Evolution of first land vertebrates in disarray

The finding of Tiktaalik, a supposed ‘missing link’ between bony fishes and amphibians (see A fish-quadruped missing link in EPN issue for May 2006) seemed to resolve the descent of tetrapods nicely. As is common, if inconvenient, nature has thrown a spanner in the works through a remarkable find in Polish rocks much older than those containing Tiktaalik and more evolved tetrapods (Niedźwiedski, G. et al. 2010. Tetrapod trackways from the early Middle Devonian period of Poland. Nature, v. 463, p. 43-48). Quarrymen unearthed extensive tracks appeared during excavation of intertidal limestones of the Middle Devonian Eifelian Stage (392-398 Ma). The bedding surface also shows raindrop pits and desiccation cracks, so the tracks were made by creatures able to survive out of water. The prints (up to 26 cm wide) are three times bigger than the paws of later amphibians that left fossil remains, but like them they show signs of more than 5 toes. The maker of one trackway was a good walker, having left no trace of dragging its belly through the mud, and it either had no tail or carried it aloft since there is no trail left by a tail either. Another, smaller animal left a separate trackway showing a very different gait. There seems little doubt that these animals were well advanced towards completely terrestrial lifestyles. Tiktaalik from 380 Ma sediments in Arctic Canada obviously cannot have been ancestral to them, and nor are there any fossils from the Middle Devonian that look like candidates. The hunt is on for fossilised remains of whatever walked the walk, and may emerge in the not-too-distant future from subtidal sediments of the same formation.

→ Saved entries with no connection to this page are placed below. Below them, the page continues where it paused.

PR #2662, opened 2023-03-15
Order Extension by name

SuchAFuriousDeath:
Having extensions ordered by name makes it much faster to search in if you want to know whether a specific extension is installed.

### DIFF
--- a/application/Espo/Resources/metadata/entityDefs/Extension.json
+++ b/application/Espo/Resources/metadata/entityDefs/Extension.json
@@ -53,7 +53,7 @@
         }
     },
     "collection": {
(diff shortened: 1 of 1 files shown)


yurikuzn:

See also: Janvier, P. & Clément, G. 2010. Muddy tetrapod origins. Nature, v. 463, p. 40-41.

‘Roger, I think that triffid just moved’

The nasty surprise awaiting the bulk of human population blinded by radiation from a meteor shower in John Wyndham’s Day of the Triffids was that the genetically engineered, oil-yielding triffid plants could not only deal out deadly stings but they walked and ate dead meat. So it is that palaeontologists have found with the flabby, quilted bag-like organisms of the late Neoproterozoic Ediacaran fauna. They were animals of some kind, but hitherto considered to be completely sessile, except in larval form. They seem not to have been able to bite or gnaw, but probably absorbed victuals through their skins. Imagine the shock when palaeontologists from Oxford and Memorial University of Newfoundland found trackways in the famous biome of Mistaken Point in Newfoundland (Liu, A.G. et al. 2010. First evidencee for locomotion in the Ediacaran biota from the 565 Ma Mistaken Point Formation, Newfoundland. Geology, v. 38, p. 123-126). This throws an entirely new light on the very first sizeable animals: some of them were muscular. But not very adventurous, for the trails are only up to 17.2 cm long. Several of the traces show curved ridges, much like though far smaller than those left in wet sand by a buttock-shuffling baby, but ascribed by the authors to use of an ‘inflatable pedal disk’ in the manner of some cnidarians today – they ‘blurted’ along no doubt. The darned things must have had a purpose in moving, and chasing down prey springs easily to mind, only to be swiftly rejected. Alarmingly, at least for their totally torpid companions, some of the trackways clearly end in a depression: did they lie in wait? Yet not a one shows the telltale three-fold pedestal symmetry of Wyndham’s triffids…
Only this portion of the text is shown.